C’est avec beaucoup de patience et de gentillesse que Loïc nous a accompagnés et formés aux différents modes de progression. Nous avons bien rigolé et bien progressé, dans les deux sens du terme (enfin surtout une personne sur les deux de la cordée : les gagnants écrivent l’histoire).
Devant nous, le ballet des nuages nous laisse entrevoir l’avancée fluide et efficace de la cordée Nadège – Stéphanie le long de l’arête nous menant à la pointe de Chaussenque.
La progression sur le fil n’est plus possible à partir de ce point et nous cherchons, dans le schiste péteux, la vire qui nous permettra de descendre. Après de rapide recherches nous trouvons un passage qui exige cependant un pied aguerri.
En dépit des différents manquements d’agilité physique et mentale apparut le soir précédant, la fine équipe s’avère être d’une agilité remarquable dans ce terrain accidenté. Ainsi, tout le monde arrive à merveille au pied du glacier, sans qu’aucune cheville ne soit tordu et qu’aucun (gros) caillou n’ai été décroché.
La traversée du glacier se déroule sans difficulté. La montée finale se fait le plus directement possible, certes en posant quelques mains (mais avec beaucoup de prudence) … un vrai plaisir.
Au sommet nous retrouvons les ados du refuge, grands amis de Nadège, je me régale de leur impertinence envers leurs parents qui « racontent n’importe quoi ».
Après avoir rechargé nos batteries et avant qu’un meurtre ne soit commis, nous prenons le chemin de la descente dans le schiste rouge du Vignemale. Nous parcourons le glacier dans une ambiance particulière (Sommes-nous sur la lune avec ces formes rondes et grises que prend la roche dans ces zones-là ?).

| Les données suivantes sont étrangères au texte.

PR #8738, opened 2025-06-27
Demo: Added "Widgets/Text/Different Size Text" section to show font system changes in v1.92

Demonese:
I found the Demo did not provide usage demonstrations for `PushFont` and `PopFont` :(

image

So I created this PR. This will be helpful.

image


ocornut:
Thank you! Merged 9fbe560 + reworked as 0fe5166.

Issue #8733, opened 2025-06-26
Emscripten scaling issue in 1.92.0


ypujante:
### Version/Branch of Dear ImGui:

Version 1.92.0 / Master

### Back-ends:

example_glfw_opengl3

### Compiler, OS:

Emscripten (4.0.10)

### Full config/build information:

Copy to clipboard does not work with `-sUSE_GFWL=3` so I cannot copy the full build config

But I am just building `example_glfw_opengl3` using 1.92.0 and Emscripten 4.0.10

### Details:

Build `example_glfw_opengl3` using 1.92.0 

I printed the `main_scale` variable and it is right (macOS / Retina display)

```
main_scale=2.000000
```

The result is that everything is double in size instead of being Hi Res.

Note that it is the same issue with `example_sdl2_opengl3`

<img width="1240" alt="Image" src="https://github.com/user-attachments/assets/0e319928-2799-4e8d-a726-5205d2644075" />

ocornut:
I don't understand your message very well.

> I printed the main_scale variable and it is right (macOS / Retina display)

You are stating this is right but then stating it is not?

Does Web/Emscripten expose Retina coordinates? What are the window and framebuffer resolution?

I don't think pre-1.92 would have provided a RasterizerDensity of 2.0f to the font renderer.

What do you get from SDL3+OpenGL3?

What are you suggesting?
cc: @pthom 

Depending on how Retina coordinates are exposed in Web/Emscripten we may want to modify the `ImGui_ImplSDL2_GetContentScaleForDisplay()` functions to return 1.0f on Emscripten?

Also see those posts:
https://github.com/ocornut/imgui/issues/8465#issuecomment-2741136460
https://github.com/ocornut/imgui/issues/8465#issuecomment-2745299735

ypujante:
What I am saying is that if you print the content of the `main_scale` variable, what you get is the correct value for my screen

```
    float main_scale = ImGui_ImplGlfw_GetContentScaleForMonitor(glfwGetPrimaryMonitor()); // Valid on GLFW 3.3+ only
    printf("main_scale=%f\n", main_scale);

=>

main_scale=2.000000
```

But the rendering is wrong as shown in the attached screenshot. Before this change HiDPI scaling was correct (and you could even toggle it). In Emscripten, both with SDL2 and GLFW, HiDPI scaling works perfectly (I implemented that for GLFW both for the Javascript built-in implementation and emscripten-glfw).

[...]

PR #8742, opened 2025-06-27
Backends: Glfw, SDL2: ImplXXXGetContentScale shall return 1 on emscripten / apple / android

pthom:
This is a fix related to https://github.com/ocornut/imgui/issues/8733

We can divide platforms into two cases based on how they report screen geometry:

**Case 1**: Platforms which report screen size in "physical pixels": Windows (for "Dpi aware" apps), Linux (with Wayland)

**Case 2**: Platforms which report screen size in "density-independent pixels": macOS, iOS, Android, emscripten

As a consequence, there are two important things we need to know:

*  FramebufferScale: The scaling factor FrameBufferSize / ScreenSize
    *    In case 1, the framebuffer size is equal to the screen size and DisplayFramebufferScale=1.
    *   In case 2, the framebuffer size is equal to the screen size multiplied by a factor, for example DisplayFramebufferScale=2.

* ContentScale The scaling factor for the content that we will display
     * In case 1, the content scale will often need to be > 1 (e.g., 2), because we will need to display bigger elements so that they show with a correct physical size on the screen.
     * In case 2, the content scale is equal to 1

This commit fixes ContentScale for platforms in case 2.

### DIFF
--- a/examples/example_glfw_opengl3/Makefile.emscripten
+++ b/examples/example_glfw_opengl3/Makefile.emscripten
@@ -32,8 +32,9 @@ EMS =
 ##---------------------------------------------------------------------
 
 # ("EMS" options gets added to both CPPFLAGS and LDFLAGS, whereas some options are for linker only)
-EMS += -s DISABLE_EXCEPTION_CATCHING=1
-LDFLAGS += -s USE_GLFW=3 -s WASM=1 -s ALLOW_MEMORY_GROWTH=1 -s NO_EXIT_RUNTIME=0 -s ASSERTIONS=1
+# Note: For glfw, we use emscripten-glfw port (contrib.glfw3) instead of (-s USE_GLFW=3) to get a better support for High DPI displays.
+EMS += -s DISABLE_EXCEPTION_CATCHING=1 --use-port=contrib.glfw3
+LDFLAGS += -s WASM=1 -s ALLOW_MEMORY_GROWTH=1 -s NO_EXIT_RUNTIME=0 -s ASSERTIONS=1
 
 # Build as single file (binary text encoded in .html file)
 #LDFLAGS += -sSINGLE_FILE
--- a/examples/example_glfw_wgpu/Makefile.emscripten
+++ b/examples/example_glfw_wgpu/Makefile.emscripten
@@ -32,8 +32,9 @@ EMS =
 ##---------------------------------------------------------------------
 
 # ("EMS" options gets added to both CPPFLAGS and LDFLAGS, whereas some options are for linker only)
-EMS += -s DISABLE_EXCEPTION_CATCHING=1
-LDFLAGS += -s USE_GLFW=3 -s USE_WEBGPU=1
+# Note: For glfw, we use emscripten-glfw port (contrib.glfw3) instead of (-s USE_GLFW=3) to get a better support for High DPI displays.
+EMS += -s DISABLE_EXCEPTION_CATCHING=1 --use-port=contrib.glfw3
+LDFLAGS += -s USE_WEBGPU=1
 LDFLAGS += -s WASM=1 -s ALLOW_MEMORY_GROWTH=1 -s NO_EXIT_RUNTIME=0 -s ASSERTIONS=1
 
 # Build as single file (binary text encoded in .html file)


ocornut:
Thanks for the PR.

There is a `printf()` left.

Is the value of `io.DisplayFramebufferScale` & returned by `Platform_GetWindowFramebufferScale` then correct on Emscripten on all 3 backends?

pthom:
> There is a printf() left.

fixed, sorry

pthom:
> Is the value of io.DisplayFramebufferScale & returned by Platform_GetWindowFramebufferScale then correct on Emscripten on all 3 backends?

* example_sdl2_opengl3:
  * ContentScale is equal to 1 (OK)
  * DisplayFrameBufferScale is equal to 2 on a retina screen, and varies according to browser zoom: OK

* example_glfw_opengl3 and example_glfw_webgpu:
  * ContentScale is equal to 1 (OK)
  * DisplayFrameBufferScale is now correctly handled (and depends on the browser zoom level): OK

This was done using the flag `--use-port=contrib.glfw3` instead of `-s USE_GLFW=3`

This way, we use  emscripten-glfw, which offers a better support for HighDPI.
- https://emscripten.org/docs/compiling/Contrib-Ports.html
- https://github.com/pongasoft/emscripten-glfw

---

Note: an alternative (but faulty) solution would have been to stick to `-sUSE_GLFW=3` and then modify main.cpp by adding :

```cpp
#ifdef __EMSCRIPTEN__
glfwWindowHint(GLFW_SCALE_TO_MONITOR, GLFW_TRUE);
#endif
```

This solution works partially (the FrameBufferScale is passed). However, it will create a window with a bad size as soon as  the browser zoom level is not 100%. It is therefore not applicable.

ocornut:
I have merged this as 18dca11 + ed7d965 as this is a definitive improvement over 1.92.0 status.

HOWEVER,
FramebufferScale was never designed to be non-integer. As thus, I am not even sure this is working correctly in term of font quality.

A way to compare would be to use a nicer font, display text in varying sizes, capture and do a visual compare between e.g. native macOS and Emscripten. Does it looks the same? Could someone perform this test? (perhaps display `ImGui::GetFontSize()` + `ImGui::GetCurrentContext()->FontRasterizerDensity` on screen next to tests to ensure matching values are used in both tests)
Using imgui_freetype would facilitate the compare because hinting output more pixels precisely to the pixel grid, and if there is a difference it would be much easier to spot and compare.

One current benefit of FramebufferScale over ContentScale, is that currently the earlier works as-is, without application needing to support scaling. vs ContentScale requires Style scaling of sizes for which we don't currently provide a dynamic solution.

If we notice the output of non-integer FramebufferScale values is not perfect, or not good enough, we could perfectly decide to do the opposite on those platforms where FramebufferScale is not integer: move this scaling factor from FramebufferScale to ContentScale. This would put the same burden for scaling on app side as on Windows.

ypujante:
I am away at the moment (no access to my desktop), but unless somebody else take a look at it in the meantime, I should be able to run a test like this, this week-end/early next week.

pthom:
Same as @ypujante , I can test this next week.

pthom:
Below are several screenshots on macOS + emscripten (firefox and chrome) at various zoom levels.
[FBS_shots.zip](https://github.com/user-attachments/files/21216552/FBS_shots.zip)

Images content:
```
emscripten_chrome_fbs1.5.png
emscripten_chrome_fbs2.0.png
emscripten_chrome_fbs2.5.png
emscripten_chrome_fbs3.5.png
emscripten_firefox_fbs1.58.png
emscripten_firefox_fbs2.0.png
emscripten_firefox_fbs2.22.png
emscripten_firefox_fbs2.61.png
emscripten_firefox_fbs3.33.png
emscripten_firefox_fbs7.5.png
macOS_fbs2.0.png
```

Example:

image


This uses imgui_freetype + PlutoSvg and the font DroidSans (ImGui Bundle default).

Code (for my own reference if additional tests and/or changes are needed)
```cpp
// This example will use the default settings of HelloImGui: imgui_freetype + plutosvg, font droid_sans.ttf
#include "hello_imgui/hello_imgui.h"
#include "imgui.h"
#include "imgui_internal.h"

void Gui() {
    auto fbs = ImGui::GetIO().DisplayFramebufferScale;
    ImGui::Text("Framebuffer scale: %.2f, %.2f", fbs.x, fbs.y);

    for (float font_size = 8.0f; font_size <= 32.0f; font_size += 2.0f) {
        ImGui::PushFont(nullptr, font_size);
        ImGui::Text("Font size: %.2f, FontRasterizerDensity=%.1f  the quick brown fox jumps over the lazy dog", font_size, ImGui::GetCurrentContext()->FontRasterizerDensity);
        ImGui::PopFont();
        ImGui::Separator();
    }
}

int main() { HelloImGui::Run(Gui); }
```

ypujante:
@ocornut did you need more than the test that @pthom created? It seems pretty complete to me, but I am not sure if this is what you were looking for.

ocornut:
Sorry for my late answer.
I realize that my suggestion wasn't specced enough. 
- With RasterizerDensity=2.0f there won't be a problem anyhow.
- It's difficult to compare since final resolution are different. 
- But If you compare emscripten_firefox_fbs2.0 to emscripten_firefox_fbs2.22, at the smaller size, you can see that the 2.0f version looks much better. There's a problem where hinting didn't seem to target the right final output.
- **It's not clear to me that the approach we are taking is correct for Emscripten. Why wouldn't Emscripten use Windows approach, return varying value in the content scale helper and always 1.0f to RasterizerDensity?**

(
- For clarity: should display `font_size` and `ImGui::GetFontSize()` to ensure there's no other scaling factors.
- For clarity: `FontRasterizerDensity=%.1f` could use `FontRasterizerDensity=%.2f`.
)

ocornut:
As mentioned in https://github.com/ocornut/imgui/pull/9281#issuecomment-4024619038 I should mention that at least for me the current state of Emscripten visual output is that it is terrible, so it's difficult to even look at this issue, but I suspect as per my comment in https://github.com/ocornut/imgui/pull/8742#issuecomment-3362182458 we maybe should do the exact opposite and feed that non-integer scale in ContentScale and not in FrameBufferScale somehow.

However, the priority would be to fix https://github.com/ocornut/imgui/pull/9281#issuecomment-4024619038 on Windows.

pthom:
I'm on a trip right now, but I'll have a look next week.

ypujante:
@pthom I was able to spend some time on it and found a relatively simple fix. I created a [PR](https://github.com/ocornut/imgui/pull/9300) that got merged.

As I mentioned in the PR this fixes the "looks extremely bad" issue (for SDL2).

It does not fix the "you can see pixel changing when moving windows" issue (which is now both visible in SDL2 and GLFW). I do not know if there is a fix for this specific issue.

pthom:
For clarity, all the changes in this PR have already been merged.

But it is a good place to discuss the technical suggestion raised by @ocornut : "we maybe should do the exact opposite and feed that non-integer scale in ContentScale and not in FrameBufferScale somehow.".

(Note: I could not see/reproduce the issue "you can see pixel changing when moving windows", neither on macOS, nor on windows).

Sorry if this message is long, but the subject in itself is complex.

I did some analysis and found 3 different conclusions (based on tests on macOS and Windows, using different browsers):
1. doing the exact opposite, i.e feeding that non-integer scale in ContentScale / not FBScale" probably requires changes in glfw itself
2. There is something fishy in `glfwGetFramebufferSize` when the browser scale is changed interactively
3. ImGui_ImplGlfw_GetContentScaleForMonitor always returns 1 but this could be changed (with caution)

See below for details.

### 1. Doing the exact opposite, ie "feed that non-integer scale in ContentScale / not FBScale" requires (breaking?) changes in glfw itself

Below is the code for `ImGui_ImplGlfw_GetWindowSizeAndFramebufferScale` (with some logs added).

IMHO, in order to change the behavior on the ImGui side, we would need to change the behavior of glfwGetWindowSize and glfwGetFramebufferSize themselves.

```cpp
static void ImGui_ImplGlfw_GetWindowSizeAndFramebufferScale(GLFWwindow* window, ImVec2* out_size, ImVec2* out_framebuffer_scale)
{
    int w, h;
    int display_w, display_h;
    glfwGetWindowSize(window, &w, &h);
    glfwGetFramebufferSize(window, &display_w, &display_h);
    float fb_scale_x = (w > 0) ? (float)display_w / (float)w : 1.0f;
    float fb_scale_y = (h > 0) ? (float)display_h / (float)h : 1.0f;
#if GLFW_HAS_WAYLAND
    ImGui_ImplGlfw_Data* bd = ImGui_ImplGlfw_GetBackendData(window);
    if (!bd->IsWayland)
        fb_scale_x = fb_scale_y = 1.0f;
#endif
    if (out_size != nullptr)
        *out_size = ImVec2((float)w, (float)h);
    if (out_framebuffer_scale != nullptr)
        *out_framebuffer_scale = ImVec2(fb_scale_x, fb_scale_y);

    printf("ImGui_ImplGlfw_GetWindowSizeAndFramebufferScale glfwGetWindowSize=%i,%i  glfwGetFramebufferSize=%i,%i out_framebuffer_scale=%f\n", w, h, display_w, display_h, out_framebuffer_scale->x);
}
```


### 2. There is something fishy in `glfwGetFramebufferSize` when the browser scale is changed interactively

See the implementation for `ImGui_ImplGlfw_GetWindowSizeAndFramebufferScale` in point 1 above (and the log that were added).

There is something fishy here: the behavior is wildly different between "Zooming the browser (maybe several times)" and "reloading the page after zooming the browser".

- When "zooming the browser several time":
    - glfwGetFramebufferSize gets smaller and smaller
    - glfwGetWindowSize gets smaller and smaller
    - the ratio (i.e frameBufferScale) between the two converges to a value that is around 2.2 (I don't know why)

- When "reloading the page after zooming the browser":
    - glfwGetFramebufferSize returns to the original value (i.e. before zooming)
    - glfwGetWindowSize has the same value as before reloading
    - the ratio between the two is now much more "credible"


See below the logs, obtained on two sessions, one on Windows and one on macOS, using different browsers.

**session on Windows (using "Edge" as the browser), on a HighDPI screen**

```
# At startup, out_framebuffer_scale=2.000000 (this is understandable since we are on a HighDPI screen)
ImGui_ImplGlfw_GetWindowSizeAndFramebufferScale glfwGetWindowSize=734,884  glfwGetFramebufferSize=1468,1768 out_framebuffer_scale=2.000000

# After that I will zoom the browser several times, see that the framebuffer size and window size get smaller and smaller, but the ratio between the two converges to a value that is around 2.2.
ImGui_ImplGlfw_GetWindowSizeAndFramebufferScale glfwGetWindowSize=667,803  glfwGetFramebufferSize=1467,1766 out_framebuffer_scale=2.199400
ImGui_ImplGlfw_GetWindowSizeAndFramebufferScale glfwGetWindowSize=587,707  glfwGetFramebufferSize=1291,1555 out_framebuffer_scale=2.199319
ImGui_ImplGlfw_GetWindowSizeAndFramebufferScale glfwGetWindowSize=489,589  glfwGetFramebufferSize=1075,1295 out_framebuffer_scale=2.198364
ImGui_ImplGlfw_GetWindowSizeAndFramebufferScale glfwGetWindowSize=419,505  glfwGetFramebufferSize=921,1111 out_framebuffer_scale=2.198091
ImGui_ImplGlfw_GetWindowSizeAndFramebufferScale glfwGetWindowSize=367,442  glfwGetFramebufferSize=807,972 out_framebuffer_scale=2.198910

# I did end up with a browser zoom factor of 200%. Then I reload the page
# => suddenly the framebuffer_scale is now correct at 4.0!
ImGui_ImplGlfw_GetWindowSizeAndFramebufferScale glfwGetWindowSize=367,442  glfwGetFramebufferSize=1468,1768 out_framebuffer_scale=4.000000

```

**session on macOS (using "Firefox" as the browser), on a HighDPI screen also**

Nous poursuivons notre chemin le long de vertes veines de l’ophite qui nous mènent aux pieds des grottes de Russel où nous prenons un repos (mérité). En pensant à l’histoire de ce lieu je ne peux m’empêcher de partager à mon cher camarade chouchou qu’il s’agit surement ici d’un encouragement à faire la fête.
Les ravages du MAM auront atteint les participants de l’expédition : l’auteur plane complet et n’est même plus sur terre, Steph se régale en imaginant un membre de l’équipe embroché faisant office de BBQ, Loïc Bardot a renommé tous les animaux de la vallée Kiki avec beaucoup d’affection et Nadège se sent mieux depuis qu’elle a partagé sans filtre son point de vue à ses copinous les ados. Le seul épargné c’est chouchou qui a l’air dans son état habituel… donc difficilement différenciable du délire d’altitude.
Ce fut donc un week-end rondement mené, porté par la volonté de gravir ce beau massif en dépit d’une météo incertaine. Nous le clôturons avec un délicieux sirop de framboise et garderons en tête de beaux paysages mais aussi des rires, de la générosité et surtout … un bon sens de l’orientation.